Sunday, October 01, 2006

Power Foods For Your Health

Power Foods For Your Health

There is powerful medicine out there. So powerful, in fact, it may help prevent some of today’s deadliest diseases; diseases such as, Cancer, Heart Disease and Diabetes, just to name a few. The best part is, you don’t need a prescription, you won’t break the bank buying it and you’ll actually enjoy taking it. To find this medicine you need only to take a trip to your local grocery store. I’m talking about food, “power food,” to be exact.

The key to food’s medicinal attributes lies in the antioxidants they contain. The United States Department of Agriculture (USDA,) has put together a list of the 20 foods that have the highest concentration of antioxidants, and are believed to help prevent the damaging effects of free radicals, which are a major cause of cell damage.

Power Foods

Small red beans
Wild blueberries
Red Kidney beans
Pinto beans
Cultivated Blueberries
Cranberries
Artichoke
Blackberries
Prunes
Raspberries
Strawberries
Red Delicious & Granny Smith apples
Pecans
Sweet Cherries
Black plums
Russet potatoes
Black beans
Plums
Gala apples
Walnuts

Knowing Them on Sight

Here’s an easy way to recognize a lot of these “power foods” next time you’re perusing the aisles of your neighborhood supermarket, color! Fourteen out of the 20 power foods
are fruits and vegetables, and all are vividly colored. Those colors are the signal that these foods have high concentrations of antioxidants. So, even if you can’t remember which ones are on the USDA’s list, you can’t go wrong choosing those with deep, rich, and vibrant colors.

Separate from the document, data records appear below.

PR #2912, opened 2017-04-10
implemented package name for RFunctions with example on scatter and one variable model dialogs

dannyparsons:


dannyparsons:
@africanmathsinitiative/developers this implements having the package name associated with RFunctions. I've done examples on two dialogs but it's just one extra line for each function. This can be implemented now in all our dialogs. 

Once this is done we can then change the setup so that we do not need to load a big list of packages every time the software starts.

instat/clsRSyntax.vb
```diff
@@ -46,6 +46,17 @@ Public Class RSyntax
         bUseCommandString = False
     End Sub
 
+    Public Sub SetPackageName(strName As String)
+        If clsBaseFunction Is Nothing Then
+            MsgBox("Developer error: base function must be set before package name is set.")
```
dannyparsons: @africanmathsinitiative/developers note that if you try to set the package name through the R syntax before the base function has been set you will get this message and it won't apply.

instat/dlgOneVarFitModel.vb
```diff
@@ -241,7 +243,8 @@ Public Class dlgOneVarFitModel
     End Sub
 
     Private Sub SetNonSignTest()
-        clsRNonSignTest.SetRCommand("signmedian.test:: signmedian.test")
+        clsRNonSignTest.SetPackageName("signmedian.test")
+        clsRNonSignTest.SetRCommand("signmedian.test")
```
dannyparsons: @africanmathsinitiative/developers Note I have only done this for a few functions in this dialog. The others still need their package names added.

dannyparsons:
Also remember that base R functions and Instat object methods do not need a package name to be set.

instat/dlgOneVarFitModel.vb
lilyclements: Why are we doing it this way and not as:
`clsRNonSignTest.SetRCommand("signmedian.test:: signmedian.test")` ?

dannyparsons: So that we have the package name and function name stored separately. This is more flexible. For example, with this way we could easily have an option of displaying/not displaying package names. If the way of calling a package somehow changed in R we would only need to change one line of code and not every dialog. We could also do things like get a list of all packages needed for all the functions used on a dialog. 
This is all easy when the package name and function name are stored separately but would be much harder if they weren't. Good question.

Incorporating Them in Your Diet

There are many easy ways to incorporate these foods into your diet, and you can use one or more of them in each meal without a lot of preparation. The following are examples of the types of meals and snacks that can easily be made.

A fruit smoothie:
This is a great way to get in at least two of the berry choices on the USDA’a list, and it’s incredibly easy. Just pick two of your favorites, put them in a blender with some non-fat plain yogurt and a little fat-free milk (the amount can vary depending on how thick you like it), and blend! It’s that simple. Or, you can have some high fiber cereal and add a handful of your bright blueberries on top.
Salads:
Why not try a leafy green salad with cranberries and walnuts. Sprinkle a little extra-virgin olive oil and vinegar on top as your dressing and you are eating your way to health, especially heart-health with the omega 3 fatty acids the walnuts will give you.

Three-bean soup:
This one’s great for the upcoming winter season, and again so easy to make. Take some black, pinto, and kidney beans, blend them with some fat-free sour cream and milk, and heat on the stove.

There is a plethora of ways to incorporate these power foods into your daily diet. All it takes is a little creativity and a will to commit yourself to a healthier lifestyle.